Your Census information is covered by Title 13 of the United States Code. That covers your names, your address and GPS location, S. S. #'s and phone numbers. All census workers are sworn in and the penalties for giving out this information in your lifetime (76 years from now I believe it is, which would put me about 122 years old) is severe; up to 5 years in jail, $250,000, or both.

There are trillions of dollars that will be distributed using this census information over the next 10 years.
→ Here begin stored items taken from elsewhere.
PR #488, opened 2019-03-10
Add Display Type Overrider Delegate

Nightsd01:
• This PR adds the ability to customize the display type for individual push notifications.
• This is useful for example in messaging apps, where you do not need to show an alert/notification for messages received if you are already viewing a thread with the same person.

• This PR adds the following method to OneSignal:

`[OneSignal setNotificationDisplayTypeDelegate:delegate]`

• When a notification is received, the following method on the delegate will fire:

```objc
- (void)willPresentInFocusNotificationWithPayload:(OSNotificationPayload *)payload forDisplayType:(OSNotificationDisplayType *)type
```

• The display type is passed in as a pointer that the app can set (or not). If the developer wants to set the `NONE` display type for this specific notification, they would do so like this:

```objc
- (void)willPresentInFocusNotificationWithPayload:(OSNotificationPayload *)payload forDisplayType:(OSNotificationDisplayType *)type {
   *type = OSNotificationDisplayTypeNone;
}
```

• Setting the display type for this notification does not effect any future notifications that may be received, and the SDK will always default to whatever was set with `[OneSignal setInFocusDisplayOption:]`

• Adds a test to ensure that the behavior works correctly
• Adds this delegate to the demo project, it can be tested by sending `overrideDisplayType` in the `additionalData` of a push notification and setting it to `0` (none), `1` (alert), or `2` (notification)

### DIFF
--- a/iOS_SDK/OneSignalDevApp/OneSignalDevApp/AppDelegate.h
+++ b/iOS_SDK/OneSignalDevApp/OneSignalDevApp/AppDelegate.h
@@ -31,7 +31,7 @@
 #import <UIKit/UIKit.h>
 #import <OneSignal/OneSignal.h>
 
-@interface AppDelegate : UIResponder <UIApplicationDelegate, OSPermissionObserver, OSSubscriptionObserver, OSEmailSubscriptionObserver>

The amount spent on the forms, the people, the Superbowl and other advertising are large amounts, but miniscule compared to the overall dollars these counts will impact for 10 years.

And no...it doesn't have anything to do with ACORN.


----------



## mule86 (Mar 17, 2010)

That's what they got from me.  4.  And all they will get no matter how many times they visit my house.  The 2000 census had 67% participation and 0 fines/lawsuits/jail time.


----------



## mule86 (Mar 17, 2010)

It will also affect representative seats.  With all of the Illegals in Cali getting forms there could be as many as NINE seats picked up in CA.  I wonder how they will vote on legislation?  Also, MO stands to lose 2 seats, as well as a few other States.  It's all about creating more dependency on DC.


----------



## sunnyskies (Mar 17, 2010)

I'm glad my ancestors were in the census.  One of my other hobbies is doing genealogy (and I'm not even Mormon).  I've tracked everyone I could through the census.  The information is held for 70 years before being released.  It's fun to see the little bit of information that the census reveals.  I was really hoping to get a "long" form this year, but I guess they didn't have one this year.  I'm pretty sure no one in the government really gives a care about me or my family -- all they want is the overall numbers and data.  My husband's family is from Sweden.  The churches kept the records/census and I've gone back to the early 1700's through these records.  I'm glad to be included along with my ancestors, and hopefully, my decendents.


----------



## fired up (Mar 17, 2010)

Wow, not a 10 foot pole to be had.


----------



## deltadude (Mar 17, 2010)

If you don't want to read anything that has to do with our country and it's direction, then don't read the thread.  MOVE ON, and let other SMF citizens freely discuss what they think is important.


----------



## babybackribster (Mar 17, 2010)

Ya I agree.. it's hard not to be suspicious of privacy issues these days, especially with what we've seen happen when we register at some sites on the internet, not to mention that the census is semi-privatized this year.


----------



## xxlt250rxx (Mar 17, 2010)

The 10 question census don't bother me as much as the American Community Survey.
http://www.census.gov/acs/www/Downloads/SQuest05.pdf

Some questions from the survey>>>


"Housing"
"Does this house, apartment, or mobile
home have COMPLETE kitchen facilities;
that is, 1) a sink with piped water, 2) a
stove or range, and 3) a refrigerator?"

"Is there telephone service available in this
house, apartment, or mobile home from
which you can both make and receive
calls?"

"Which FUEL is used MOST for heating this
house, apartment, or mobile home?"

"LAST MONTH, what was the cost of
electricity for this house,
apartment, or mobile home?"

"At any time DURING THE PAST
12 MONTHS, did anyone in this
household receive Food Stamps?"

"Do you or any member of this
household have a second mortgage
or a home equity loan on THIS
property?"

"What is the main reason members of this
household are staying at this address?"

"Person 1"
"Where was this person born?"

"Is this person a CITIZEN of the United States?"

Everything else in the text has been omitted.